-- Records to process follows --
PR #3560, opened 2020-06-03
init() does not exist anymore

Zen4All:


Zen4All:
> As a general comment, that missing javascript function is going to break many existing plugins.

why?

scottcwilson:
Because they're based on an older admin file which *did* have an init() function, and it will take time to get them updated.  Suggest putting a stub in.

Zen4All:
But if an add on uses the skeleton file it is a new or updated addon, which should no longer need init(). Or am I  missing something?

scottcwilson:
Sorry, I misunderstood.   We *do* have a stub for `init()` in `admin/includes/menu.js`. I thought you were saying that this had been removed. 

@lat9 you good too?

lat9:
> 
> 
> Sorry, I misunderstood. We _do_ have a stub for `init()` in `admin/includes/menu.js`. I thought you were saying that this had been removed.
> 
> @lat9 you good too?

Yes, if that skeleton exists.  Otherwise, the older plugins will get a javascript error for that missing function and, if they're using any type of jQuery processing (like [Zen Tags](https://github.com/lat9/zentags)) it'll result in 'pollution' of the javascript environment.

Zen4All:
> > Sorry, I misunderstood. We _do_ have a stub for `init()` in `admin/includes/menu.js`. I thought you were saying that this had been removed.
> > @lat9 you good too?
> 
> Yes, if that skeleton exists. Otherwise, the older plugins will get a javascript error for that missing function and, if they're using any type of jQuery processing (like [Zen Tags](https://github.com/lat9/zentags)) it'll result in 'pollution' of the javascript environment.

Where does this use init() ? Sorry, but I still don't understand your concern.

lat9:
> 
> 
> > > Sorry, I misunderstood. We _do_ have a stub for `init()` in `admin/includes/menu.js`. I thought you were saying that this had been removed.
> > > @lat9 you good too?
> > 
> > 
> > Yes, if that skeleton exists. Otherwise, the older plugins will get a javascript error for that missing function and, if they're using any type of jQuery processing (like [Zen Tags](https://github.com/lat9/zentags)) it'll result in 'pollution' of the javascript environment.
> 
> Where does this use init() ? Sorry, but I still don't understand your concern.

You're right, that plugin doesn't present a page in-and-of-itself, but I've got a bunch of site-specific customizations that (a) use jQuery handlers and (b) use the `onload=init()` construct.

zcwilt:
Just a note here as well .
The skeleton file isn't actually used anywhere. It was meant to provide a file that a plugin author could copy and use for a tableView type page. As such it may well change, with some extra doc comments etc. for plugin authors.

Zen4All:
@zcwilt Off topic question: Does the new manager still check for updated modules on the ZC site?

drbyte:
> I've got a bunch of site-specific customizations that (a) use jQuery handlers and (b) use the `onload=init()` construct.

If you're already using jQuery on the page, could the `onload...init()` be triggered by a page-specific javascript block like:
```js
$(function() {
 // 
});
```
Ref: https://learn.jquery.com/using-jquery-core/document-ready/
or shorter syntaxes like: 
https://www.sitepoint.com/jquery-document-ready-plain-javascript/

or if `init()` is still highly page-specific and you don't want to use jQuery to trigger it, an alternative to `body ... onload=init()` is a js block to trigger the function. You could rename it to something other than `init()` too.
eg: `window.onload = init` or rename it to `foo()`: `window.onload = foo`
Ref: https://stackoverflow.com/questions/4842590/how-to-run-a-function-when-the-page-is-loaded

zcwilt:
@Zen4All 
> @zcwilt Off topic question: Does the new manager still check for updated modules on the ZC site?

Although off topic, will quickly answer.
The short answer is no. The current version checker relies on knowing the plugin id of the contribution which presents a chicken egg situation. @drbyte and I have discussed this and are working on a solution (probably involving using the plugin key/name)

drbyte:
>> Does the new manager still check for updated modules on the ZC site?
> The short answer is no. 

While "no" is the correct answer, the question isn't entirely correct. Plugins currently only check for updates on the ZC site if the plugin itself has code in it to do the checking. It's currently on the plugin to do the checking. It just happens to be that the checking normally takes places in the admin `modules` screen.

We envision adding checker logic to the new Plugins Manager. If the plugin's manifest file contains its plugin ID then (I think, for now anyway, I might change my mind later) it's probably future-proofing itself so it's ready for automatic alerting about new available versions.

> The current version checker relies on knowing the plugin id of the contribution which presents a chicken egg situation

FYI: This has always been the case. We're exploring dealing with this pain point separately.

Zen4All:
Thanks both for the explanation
-- Records to process concluded --
## Try it
For each line of the data that has the word "document", report that line.

## Answer for this exercise
Ref: https://learn.jquery.com/using-jquery-core/document-ready/
https://www.sitepoint.com/jquery-document-ready-plain-javascript/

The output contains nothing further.